If you see this movie, make sure you get there early enough that you don't have to sit up front. It feels like a quarter of the movie has someone's face taking up half the screen. Normally I prefer sitting a little close to the screen so that it fills my view. But there are so many super-close-ups that I would even recommend sitting in the back half of the theatre.
At least Oliver Stone has the talent to keep super-close-ups from coming across as melodramatic, the usual pitfall of this technique. That, and he chose actors that have the talent to make use of all that screen.
In addition to the gargantuan actors, the on-field shots are hard to follow from down close to the screen. Their technique was often similar to that used by Spielberg in Saving Private Ryan. Mostly hand-held and high shutter speed yielding little motion blur but quite a lot of grain. And they fill the screen with action. The action sequences were fun to watch.
And a final note on filming technique. Similar to Natural Born Killers, Stone uses a lot of jump cuts and odd camera angles. You'll see the same scene from multiple odd angles, but some of them have short bits cut out of the middle. Almost shakycam, but it doesn't come across quite the same. It's not simply annoying like most shakycam is.
Okay, enough about technique for the moment.
The movie is basically about a football team more than any one or two characters. Pacino plays the experienced coach. Dennis Quaid is the experienced quarterback. Wayons is the young upstart third-string QB who gets his big break when the two QBs above him are injured in one game.
The previews hint that it's a movie about the wild and unpredictable new QB taking over the team from the coach. The first third of the movie pretends to set up a simple rise and fall of young kid who can't handle stardom. I think the movie wanted to be a collection of stories all interconnected by the football team. But it didn't really pull that off. Some of the other side stories included James Woods and Mathew Modine as father and son team trainers. They explore different stages of the seductions that sap the ethics out of a person.

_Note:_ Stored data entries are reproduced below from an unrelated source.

PR #572, opened 2020-12-02
Add KingfisherTransformMiddleware and update affected spiders

### LINKED ISSUE #329: Send only basic types to Kingfisher Process

### LINKED ISSUE #449: pluck: Support for ZIP or RAR files
Let's see if we can support at least some of the publishers of ZIP/RAR files.

### LINKED ISSUE #450: pluck: Digiwhist support
Are the JSON Lines files completely unordered? Is there not something we can do?

### LINKED ISSUE #471: CompressedFileSpider: process compressed files is useless when KingfisherProcess is not configured
Currently, this class saves the original file to disk and yields the compressed files to the KingfisherProcess extension, so if the user is not using Kingfisher Process this process is useless. 

So maybe we can ask if `KINGFISHER_API_URI` is set and if it is not, skip this process.

### LINKED ISSUE #573: Consider merging logic for data_pointer and root_path
Follow-up to #572

### LINKED ISSUE #574: Consider merging logic for compressed_file_format and file_format
Follow-up to #572

yolile:
closes #329, closes #449, closes #450, closes #471, closes #573, closes #574

(this will also solve getting only samples for compressed files and also being able to pluck them)

@jpmckinney this is a draft, and before updating the documentation and tests I would like to read your opinion.


kingfisher_scrapy/base_spider.py
```diff
@@ -34,13 +33,15 @@ class BaseSpider(scrapy.Spider):
...
-    MAX_RELEASES_PER_PACKAGE = 100
     VALID_DATE_FORMATS = {'date': '%Y-%m-%d', 'datetime': '%Y-%m-%dT%H:%M:%S'}
 
     ocds_version = '1.1'
     date_format = 'date'
     date_required = False
     unflatten = False
+    root_path = None
+    # override this if the file is in json_line format
+    file_format = None
```
jpmckinney, line 44: Do we need both `file_format` and `compressed_file_format` or can we collapse them?

jpmckinney (commented):
Looks good! Some comments.

The `data_pointer` logic is doing something similar to `root_path`. Should we switch it to `root_path`?

kingfisher_scrapy/base_spider.py
```diff
@@ -390,20 +348,19 @@ def parse(self, response):
                 basename += '.json'
 
             data = archive_file.open(filename)
+            package = None
+            # for compressed_file_format == 'release_package' we need to read the file twice: once to extract the
+            # package metadata and then to extract the releases themselves
+            if self.compressed_file_format == 'release_package':
+                package = archive_file.open(filename)
```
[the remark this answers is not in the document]
yolile: This was already like that before, we only used it for `argentina_buenos_aires` where they JSON file is too big to be processed by kingfisher process

kingfisher_scrapy/items.py
```diff
@@ -22,11 +22,8 @@ class File(KingfisherItem):
     files_store = scrapy.Field()
 
 
-class FileItem(KingfisherItem):
+class FileItem(File):
```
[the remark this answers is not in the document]
yolile: you are totally right, I hadn't thought about that, I will repeat the fields instead

kingfisher_scrapy/base_spider.py
yolile: I added that just for `digiwhist_base` that currently doesn't extend from `CompressedFileSpider`

kingfisher_scrapy/middlewares.py
```diff
@@ -74,3 +79,82 @@ def process_request(request, spider):
...
+            yield spider.build_file_item(number=number, file_name=file_name, url=url, data=data,
+                                         data_type=data_type, encoding=encoding)
+
+    def _parse_json_lines(self, spider, data, *, file_name='data.json', url=None, data_type=None, encoding='utf-8'):
+        for number, line in enumerate(data, 1):
+            if isinstance(line, bytes):
+                line = line.decode(encoding=encoding)
+            yield from self._parse_json_array(spider, line, line, file_name=file_name, url=url, data_type=data_type,
+                                              encoding=encoding)
+            return
```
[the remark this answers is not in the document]
yolile: ups my bad, I left that while doing some tests. When we are parsing compressed files, there can be a lot of lines and most of them are dropped if we use the sample option. Should we add a condition here asking if the sample option is set to avoid dropping a lot of items?

kingfisher_scrapy/spiders/afghanistan_records.py
```diff
@@ -16,6 +16,7 @@ class AfghanistanRecords(SimpleSpider):
     name = 'afghanistan_records'
     data_type = 'record'
     skip_pluck = 'Already covered (see code for details)'  # afghanistan_releases
+    root_path = ''
```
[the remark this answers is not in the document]
yolile: The middleware asks for` root_path is not None` to transform the item. In this case, as the data is a record, we still want to transform it into a record_package, so I set the root_path to '' for the middleware process it and transform it into a record package. Maybe we can instead add a more explicit field to indicate that the middleware should process it (or maybe just ask if `data_type` is not `release_package` or `record_package`)

kingfisher_scrapy/middlewares.py
```diff
@@ -74,3 +79,82 @@ def process_request(request, spider):
...
+    def _parse_json_array(self, spider, package_data, list_data, *, file_name='data.json', url=None, data_type=None,
+                          encoding='utf-8'):
+
+        list_type = 'releases'
+        if 'record' in data_type:
+            list_type = 'records'
+
+        package = self._get_package_metadata(package_data, list_type, data_type, spider.root_path)
+        # we change the data_type into a valid one:release_package or record_package
+        data_type = data_type if 'package' in data_type else f'{data_type}_package'
```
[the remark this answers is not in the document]
yolile: > Also, can this code be reached by items with data_type zip, rar or tar.gz?

Actually, I think that we don't have that kind of items anymore, I will update the item schema to reflect that

kingfisher_scrapy/middlewares.py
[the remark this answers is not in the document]
jpmckinney: Yes, that sounds like a good optimization.

kingfisher_scrapy/spiders/afghanistan_records.py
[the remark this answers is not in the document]
jpmckinney: Yes, I think it will be clearer if the default `root_path` is `''`, and if we use the condition you suggest, to decide whether to process in the middleware.

kingfisher_scrapy/base_spider.py
jpmckinney: Okay, we can maybe look at combining them in a follow-up PR.

kingfisher_scrapy/middlewares.py
```diff
@@ -74,3 +79,97 @@ def process_request(request, spider):
...
+            package[list_type] = filter(None, items)
+            data = json.dumps(package, default=util.default)
+            yield spider.build_file_item(number=number, file_name=file_name, url=url, data=data,
+                                         data_type=data_type, encoding=encoding)
+
+    def _parse_json_lines(self, spider, data, *, file_name='data.json', url=None, data_type=None, encoding='utf-8'):
+        for number, line in enumerate(data, 1):
+            # to avoid dropping items
+            if spider.sample and number > spider.sample:
+                return
```
jpmckinney, line 156: If there are many items in `result` in `process_spider_output`, then I guess we'll still do extra processing, but it will at least be limited.

kingfisher_scrapy/middlewares.py
```diff
@@ -74,3 +79,97 @@ def process_request(request, spider):
...
+            list_type = 'releases'
+
+        package = self._get_package_metadata(package_data, list_type, data_type, spider.root_path)
+        # we change the data_type into a valid one:release_package or record_package
+        if data_type in ('release', 'record'):
+            data_type = f'{data_type}_package'
+            key = spider.root_path
+        # if the array is a list of packages then we point to the releases or records items
+        else:
+            key = f'{spider.root_path}.{list_type}.item'
```
jpmckinney, line 139: What if the `spider.root_path` is `''`? Maybe something like `'.'.join(list(filter(None, [spider.root_path, list_type, 'item'])))`

jpmckinney (commented):
I reviewed my earlier comments. I'll read the diff in full later.

kingfisher_scrapy/middlewares.py
yolile: I think that the combination of `spider.root_path = ''` and `data_type in ('release_package', 'record_package')` can not reach to this block

kingfisher_scrapy/base_spider.py
jpmckinney: Follow-up issue is here: https://github.com/open-contracting/kingfisher-collect/issues/574

kingfisher_scrapy/middlewares.py
jpmckinney: Okay, let's either add a comment, or use the safe code.

kingfisher_scrapy/middlewares.py
```diff
@@ -90,58 +90,74 @@ class KingfisherTransformMiddleware:
...
 
         # we yield a release o record package with a maximum of self.MAX_RELEASES_PER_PACKAGE releases or records
-        for number, items in enumerate(util.grouper(ijson.items(list_data, spider.root_path),
+        for number, items in enumerate(util.grouper(ijson.items(list_data, key),
                                                     self.MAX_RELEASES_PER_PACKAGE), 1):
+            # to avoid dropping items
```
jpmckinney, line 144: Is this to avoid dropping items, or rather to avoid reading a large file, when we know the later items will be dropped?

jpmckinney:
I've read the diff now. Looks good! Just those few comments left.

kingfisher_scrapy/middlewares.py
yolile: both! I will update the comment

kingfisher_scrapy/middlewares.py
```diff
@@ -74,3 +79,102 @@ def process_request(request, spider):
...
+            # if it is a compressed file and the file does'nt need any transformation
+            if compressed_file and spider.compressed_file_format is None:
+                item['data'] = data.read()
+                yield item
+            # if it is a compressed file or regular file but as json_lines
+            elif spider.file_format or (compressed_file and spider.compressed_file_format == 'json_lines'):
+                yield from self._parse_json_lines(spider, data, **kwargs)
+            # otherwise is must be a release or record package or a list of them
+            else:
+                yield from self._parse_json_array(spider, package, data, **kwargs)
```
jpmckinney, line 122: I think this comment isn't quite right. One or more of the following is true: ``data_type`` is release or record, or ``compressed_file_format`` is release_package, or ``root_path`` is non-empty.

As such, I think the method name should also be changed (or maybe we should have different methods).

For example, is afghanistan_records/releases processed correctly? https://ocds.ageops.net/api/record/5ed2a62c4192f32c8c74a4e5 returns a single record. We can wrap it in a simple package, and then return it as a file, instead of as a file item. This can be done in a separate, simpler method.

That method is very hard to analyze, because it also gets called from _parse_json_lines. I think we should have multiple methods for specific stages. For example, maybe:

* items = _split_file_data(...): if it's json lines, yields each line, otherwise yields data back
* items = _apply_root_path(items, ...): if root_path is set, returns ijson.items for each item, otherwise yields each item back
* items = _add_package(items, ...): if data_type is release or record, adds a simple package to each item, otherwise yields each item back
* _resize_packages: does the self.MAX_RELEASES_PER_PACKAGE logic if needed (I think only absolutely necessary when compressed_file_format = 'release_package')

jpmckinney (commented):
One comment to refactor to make code easier to analyze.

kingfisher_scrapy/middlewares.py
jpmckinney: Actually, maybe we should have separate, simpler middlewares (similar idea to the above)?

kingfisher_scrapy/base_spider.py
yolile: @jpmckinney I ended up removing it now

yolile:
@jpmckinney now we have a different middleware per step, what do you think?

tests/middlewares/test_kingfisher_transform_middleware.py
```diff
@@ -0,0 +1,156 @@
...
+    (FileError({
+        'file_name': 'test',
+        'url': 'http://test.com',
+        'errors': ''
+    }))
+]
+
+
+@pytest.mark.parametrize('item', items)
+def test_yield_items(item):
```
jpmckinney, line 33: Should this method be further parametrized? As I understand, `item` isn't modified in place, so each section of code within the test is independent.

jpmckinney (commented):
I merged master. The test files pass when run in isolation, but not when run all together. I assume something is maintaining state between test files causing the failure. Can you have a look?

jpmckinney:
Nevermind - tests were failing locally for a different reason that in GitHub Actions.

kingfisher_scrapy/middlewares.py
```diff
@@ -74,3 +78,120 @@ def process_request(request, spider):
...
+        if 'record' in data_type:
+            list_type = 'records'
+        else:
+            list_type = 'releases'
+        return list_type
+
+
+class KingfisherTransformResizePackageMiddleware:
+    """
+     If spider.root_path is set, calls ijson.items and yields each value, otherwise yields each item back
```
jpmckinney, line 170: This isn't the correct docstring.

tests/middlewares/test_kingfisher_transform_middleware.py
jpmckinney: Done

jpmckinney:
An important fix is https://github.com/open-contracting/kingfisher-collect/pull/572/commits/b2beb4daaf865715776c2f8dda76f1f4c8c5d6f8. Before that, `uk_contracts_finder`, for example, would yield duplicate items, because the root path middleware only changed the data, but not the file_name or number, which are part of the unique key for the File or FileItem.

kingfisher_scrapy/middlewares.py
jpmckinney: Fixed

jpmckinney (dismissed):

jpmckinney (dismissed):

yolile:
@jpmckinney thank you for your changes and improvements!

jpmckinney:
> Note that I had to change test_data_types - please review
@yolile

jpmckinney:
@yolile More specifically, I was wondering about: https://github.com/open-contracting/kingfisher-collect/pull/572/commits/b2beb4daaf865715776c2f8dda76f1f4c8c5d6f8#diff-1071f4e84a30adb8a2b145f878256523e64f9aa931b5a41dceec4320f9d3420fL75-R78

Originally, the `response_mock`'s data key was changed, and then submitted along with the original `item` to `add_package_middleware`. In the new code, the `response_mock` is not changed, and the item returned by the `root_path_middleware` middleware is submitted to `add_package_middleware`. I just wanted to check that this was correct. I wasn't sure why the `response_mock` was changed in the old code.

yolile:
> Originally, the response_mock's data key was changed, and then submitted along with the original item to add_package_middleware. In the new code, the response_mock is not changed, and the item returned by the root_path_middleware middleware is submitted to add_package_middleware. I just wanted to check that this was correct. I wasn't sure why the response_mock was changed in the old code.

@jpmckinney I think that was redundant and it is ok to remove it, as actually we don't use the response in the middleware, just `result`

jpmckinney:
@yolile Thanks! I've removed it, so I'll merge this once CI is done. 🎉

yolile:
@jpmckinney awesome, I'm so happy right now, look at all these closed issues, it's beautiful!

jpmckinney:
Same! ☺️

In the previews, I had mistaken Cameron Diaz as Pacino's wife. It turns out she's the team owner. She looks great in this movie, BTW.
In fact, that was another thing I noticed throughout the movie. Many of the female bit parts, like cheerleaders and girlfriends, had really hot women. Far higher percentage of great looking women than you usually see in those small part.
I really wanted to like this movie. There's a lot of good stuff in it. But I think Stone was a bit too ambitious and couldn't fit quite that many stories into one film.
Very good actors carry the movie but can't make it soar. On my brother's Total Movie Value Scale, Pay Per View.